Let $G$ have $k$ connected components, and $H$ is the smallest one. Then $V(H) \le {n \over k}$. If also $\delta(G) \ge {n-k \over k}$ then $V(H) \ge {n-k \over k} +1 = {n \over k}$. So $V(H)={n \over k}$ and thus all $k$ components must contain ${n \over k}$ vertices. That means that all $k$ components are the full graphs $K_{n/k}$. But $\delta(G) \gt {n-k \over k}$ so each connected component must be larger than $K_{n/k}$.

Is this proof correct?
 A: You've basically got it. Let me offer a few improvements.

Let $G$ have $k$ connected components, and $H$ is the smallest one. Then $V(H) \le {n \over k}$. If also $\delta(G) \ge {n-k \over k}$ then $V(H) \ge {n-k \over k} +1 = {n \over k}$. So $V(H)={n \over k}$ and thus all $k$ components must contain ${n \over k}$ vertices.
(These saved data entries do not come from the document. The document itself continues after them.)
Issue #853, opened 2024-02-18
Support PDF uploads


huumn:
`imgproxy` allows for conversion of PDFs to images, so add support for PDF uploads.

ekzyis:
> PDF only? What about epubs?

-- https://stacker.news/items/429663

Since I don't see EPUB specifically mentioned in the improxy docs[^1], I think if we want to support epubs, we need to convert them to PDF first.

That means that all $k$ components are the full graphs $K_{n/k}$. But $\delta(G) \gt {n-k \over k}$ so each connected component must be larger than $K_{n/k}$.

To be more general, you should say "Let $G$ have at least $k$ connected components".

Let $G$ have $k$ connected components, and $H$ is the smallest one. Then $V(H) \le {n \over k}$. If also $\delta(G) \ge {n-k \over k}$ then $V(H) \ge {n-k \over k} +1 = {n \over k}$. So $V(H)={n \over k}$ and thus all $k$ components must contain ${n \over k}$ vertices. That means that all $k$ components are the full graphs $K_{n/k}$. But $\delta(G) \gt {n-k \over k}$ so each connected component must be larger than $K_{n/k}$.

This is too strong of a statement. You are only talking about the component $H$, so it's not clear that you can say this about the other components. But really you don't need to talk about the other components. Just get a contradiction in $H$ and later in the proof change $\delta(G) \gt {n-k \over k}$ to $d(v) \gt {n-k \over k}$ for $v \in V(H)$.